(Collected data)
# # # # #
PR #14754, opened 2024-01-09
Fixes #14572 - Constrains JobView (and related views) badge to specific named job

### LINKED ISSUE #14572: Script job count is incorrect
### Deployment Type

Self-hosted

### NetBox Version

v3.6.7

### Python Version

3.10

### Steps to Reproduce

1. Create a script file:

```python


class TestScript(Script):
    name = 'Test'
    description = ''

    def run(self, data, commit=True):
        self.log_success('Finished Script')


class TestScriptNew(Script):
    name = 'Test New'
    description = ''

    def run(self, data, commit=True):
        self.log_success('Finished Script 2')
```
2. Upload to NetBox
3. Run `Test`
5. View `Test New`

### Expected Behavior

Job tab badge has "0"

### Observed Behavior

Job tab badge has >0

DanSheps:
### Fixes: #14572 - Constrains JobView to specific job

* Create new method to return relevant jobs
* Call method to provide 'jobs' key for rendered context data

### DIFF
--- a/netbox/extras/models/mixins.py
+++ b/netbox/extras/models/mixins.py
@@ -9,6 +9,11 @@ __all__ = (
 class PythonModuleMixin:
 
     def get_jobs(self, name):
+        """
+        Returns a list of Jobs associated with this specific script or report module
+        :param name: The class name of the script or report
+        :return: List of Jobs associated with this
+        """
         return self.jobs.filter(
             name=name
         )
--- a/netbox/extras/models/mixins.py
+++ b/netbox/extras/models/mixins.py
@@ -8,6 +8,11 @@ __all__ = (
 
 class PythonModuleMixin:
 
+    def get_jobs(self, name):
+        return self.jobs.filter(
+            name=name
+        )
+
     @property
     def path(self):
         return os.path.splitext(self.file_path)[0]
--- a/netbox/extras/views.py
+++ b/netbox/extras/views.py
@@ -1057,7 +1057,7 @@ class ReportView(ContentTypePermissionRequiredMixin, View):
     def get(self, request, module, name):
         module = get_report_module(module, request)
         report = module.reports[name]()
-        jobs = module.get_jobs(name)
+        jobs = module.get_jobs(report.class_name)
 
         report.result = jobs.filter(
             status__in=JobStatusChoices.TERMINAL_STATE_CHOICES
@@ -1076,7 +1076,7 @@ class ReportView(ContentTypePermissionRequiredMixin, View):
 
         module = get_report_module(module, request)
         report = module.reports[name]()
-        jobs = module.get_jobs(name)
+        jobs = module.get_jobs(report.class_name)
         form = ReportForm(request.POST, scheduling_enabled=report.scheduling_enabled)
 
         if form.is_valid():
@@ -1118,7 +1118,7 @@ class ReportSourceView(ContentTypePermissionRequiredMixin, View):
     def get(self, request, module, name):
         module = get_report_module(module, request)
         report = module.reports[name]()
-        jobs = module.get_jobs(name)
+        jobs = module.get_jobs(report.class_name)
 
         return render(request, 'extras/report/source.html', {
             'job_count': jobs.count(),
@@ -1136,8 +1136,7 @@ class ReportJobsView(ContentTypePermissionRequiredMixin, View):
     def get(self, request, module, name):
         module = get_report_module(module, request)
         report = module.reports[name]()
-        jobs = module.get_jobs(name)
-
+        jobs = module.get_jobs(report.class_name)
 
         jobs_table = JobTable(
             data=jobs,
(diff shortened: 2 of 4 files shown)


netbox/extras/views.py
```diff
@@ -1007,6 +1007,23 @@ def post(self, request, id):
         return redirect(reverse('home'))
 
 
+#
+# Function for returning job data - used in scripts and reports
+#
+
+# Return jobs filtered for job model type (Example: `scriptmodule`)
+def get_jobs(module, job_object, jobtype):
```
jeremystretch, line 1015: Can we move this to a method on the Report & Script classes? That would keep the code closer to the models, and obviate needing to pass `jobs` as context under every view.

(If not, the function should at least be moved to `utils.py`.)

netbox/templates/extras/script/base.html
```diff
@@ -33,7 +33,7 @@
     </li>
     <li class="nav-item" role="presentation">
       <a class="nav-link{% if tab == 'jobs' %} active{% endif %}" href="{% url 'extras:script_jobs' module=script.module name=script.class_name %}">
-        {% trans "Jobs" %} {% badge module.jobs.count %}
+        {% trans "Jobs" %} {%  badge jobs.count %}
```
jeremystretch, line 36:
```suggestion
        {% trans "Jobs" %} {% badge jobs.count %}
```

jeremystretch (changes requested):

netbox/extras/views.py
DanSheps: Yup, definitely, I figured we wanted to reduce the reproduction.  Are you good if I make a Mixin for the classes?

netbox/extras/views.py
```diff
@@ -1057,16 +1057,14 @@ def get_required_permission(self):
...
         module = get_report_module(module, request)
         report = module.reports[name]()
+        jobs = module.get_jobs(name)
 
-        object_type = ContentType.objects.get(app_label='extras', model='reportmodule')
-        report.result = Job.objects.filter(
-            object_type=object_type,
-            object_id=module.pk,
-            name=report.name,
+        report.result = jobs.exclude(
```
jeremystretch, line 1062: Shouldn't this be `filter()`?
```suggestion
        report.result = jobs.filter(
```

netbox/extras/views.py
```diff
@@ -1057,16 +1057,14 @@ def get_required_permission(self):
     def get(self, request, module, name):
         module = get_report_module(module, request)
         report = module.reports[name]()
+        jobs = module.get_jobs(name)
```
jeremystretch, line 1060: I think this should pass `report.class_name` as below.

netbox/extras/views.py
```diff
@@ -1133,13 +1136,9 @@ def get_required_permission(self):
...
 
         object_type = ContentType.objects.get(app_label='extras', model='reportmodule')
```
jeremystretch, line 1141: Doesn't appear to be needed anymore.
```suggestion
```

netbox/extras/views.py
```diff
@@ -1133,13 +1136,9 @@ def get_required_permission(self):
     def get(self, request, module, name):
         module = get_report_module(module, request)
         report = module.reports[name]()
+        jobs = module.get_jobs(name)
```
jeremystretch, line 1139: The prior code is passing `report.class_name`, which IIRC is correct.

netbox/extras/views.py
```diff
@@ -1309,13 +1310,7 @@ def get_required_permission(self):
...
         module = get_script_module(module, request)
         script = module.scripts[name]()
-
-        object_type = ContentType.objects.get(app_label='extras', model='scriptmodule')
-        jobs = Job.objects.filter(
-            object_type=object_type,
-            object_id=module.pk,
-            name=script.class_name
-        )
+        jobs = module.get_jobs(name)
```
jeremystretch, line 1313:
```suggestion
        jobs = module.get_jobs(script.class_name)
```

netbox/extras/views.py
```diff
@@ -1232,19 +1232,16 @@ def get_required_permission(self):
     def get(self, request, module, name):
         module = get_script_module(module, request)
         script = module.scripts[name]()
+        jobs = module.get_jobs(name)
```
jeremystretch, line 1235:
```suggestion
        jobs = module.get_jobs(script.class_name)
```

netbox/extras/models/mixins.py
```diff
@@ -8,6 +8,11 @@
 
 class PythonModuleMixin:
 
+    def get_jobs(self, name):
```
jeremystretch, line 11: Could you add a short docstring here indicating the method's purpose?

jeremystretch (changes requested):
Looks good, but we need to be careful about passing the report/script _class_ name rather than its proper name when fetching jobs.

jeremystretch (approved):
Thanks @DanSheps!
# # # # #
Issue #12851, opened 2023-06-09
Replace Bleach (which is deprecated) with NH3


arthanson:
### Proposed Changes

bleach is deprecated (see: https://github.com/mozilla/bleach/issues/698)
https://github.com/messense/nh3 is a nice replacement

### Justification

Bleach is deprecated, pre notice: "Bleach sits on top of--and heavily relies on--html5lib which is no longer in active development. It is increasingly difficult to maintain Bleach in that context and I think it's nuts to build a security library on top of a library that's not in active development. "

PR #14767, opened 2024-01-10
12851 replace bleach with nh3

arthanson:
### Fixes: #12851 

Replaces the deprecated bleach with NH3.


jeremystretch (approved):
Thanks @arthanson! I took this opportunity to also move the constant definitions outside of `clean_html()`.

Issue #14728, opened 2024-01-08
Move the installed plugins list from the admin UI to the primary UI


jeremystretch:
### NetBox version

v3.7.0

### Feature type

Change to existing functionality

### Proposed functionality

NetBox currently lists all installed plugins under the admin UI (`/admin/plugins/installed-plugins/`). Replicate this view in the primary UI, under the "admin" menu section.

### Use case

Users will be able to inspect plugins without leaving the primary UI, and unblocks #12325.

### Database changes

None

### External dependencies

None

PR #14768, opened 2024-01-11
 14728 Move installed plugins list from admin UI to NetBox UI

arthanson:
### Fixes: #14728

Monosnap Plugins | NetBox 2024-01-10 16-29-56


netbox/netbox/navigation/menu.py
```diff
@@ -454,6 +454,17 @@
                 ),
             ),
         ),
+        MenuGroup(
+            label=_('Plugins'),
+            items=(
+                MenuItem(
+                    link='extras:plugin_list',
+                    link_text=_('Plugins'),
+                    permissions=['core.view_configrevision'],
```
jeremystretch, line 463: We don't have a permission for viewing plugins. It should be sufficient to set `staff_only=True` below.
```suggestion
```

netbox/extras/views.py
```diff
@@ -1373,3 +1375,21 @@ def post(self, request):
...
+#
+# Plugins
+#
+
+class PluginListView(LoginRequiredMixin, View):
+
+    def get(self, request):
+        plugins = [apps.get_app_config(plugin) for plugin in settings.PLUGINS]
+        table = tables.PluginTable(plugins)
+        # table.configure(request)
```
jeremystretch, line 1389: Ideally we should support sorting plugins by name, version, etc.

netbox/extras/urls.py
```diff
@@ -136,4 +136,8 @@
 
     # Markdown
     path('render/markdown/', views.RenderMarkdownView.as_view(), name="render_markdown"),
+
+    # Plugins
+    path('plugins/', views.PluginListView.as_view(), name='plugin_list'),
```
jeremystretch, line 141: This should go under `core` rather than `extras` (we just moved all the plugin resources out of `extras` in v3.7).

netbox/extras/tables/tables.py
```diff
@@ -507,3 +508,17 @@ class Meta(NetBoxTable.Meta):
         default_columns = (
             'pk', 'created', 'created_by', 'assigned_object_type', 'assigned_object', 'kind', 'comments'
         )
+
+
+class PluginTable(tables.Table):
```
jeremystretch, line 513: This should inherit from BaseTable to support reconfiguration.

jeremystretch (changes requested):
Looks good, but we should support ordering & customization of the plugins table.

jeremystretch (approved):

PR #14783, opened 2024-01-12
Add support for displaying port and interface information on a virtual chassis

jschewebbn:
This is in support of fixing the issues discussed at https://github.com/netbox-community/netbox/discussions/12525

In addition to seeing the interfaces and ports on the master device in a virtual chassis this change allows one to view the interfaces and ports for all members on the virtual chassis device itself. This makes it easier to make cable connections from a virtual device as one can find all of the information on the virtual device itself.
# # # # #
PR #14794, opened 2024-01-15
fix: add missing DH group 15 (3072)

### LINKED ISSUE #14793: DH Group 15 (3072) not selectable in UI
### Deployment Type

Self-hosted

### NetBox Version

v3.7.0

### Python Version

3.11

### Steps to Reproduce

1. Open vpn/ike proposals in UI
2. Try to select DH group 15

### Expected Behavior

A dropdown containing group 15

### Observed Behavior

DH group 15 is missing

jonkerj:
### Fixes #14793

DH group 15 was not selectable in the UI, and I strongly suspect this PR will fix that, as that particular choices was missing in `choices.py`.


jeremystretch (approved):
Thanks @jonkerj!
# # # # #
Assignment ->
From the entries, find how many lines contain "DanSheps" and give the number alone.

The completed task ->
3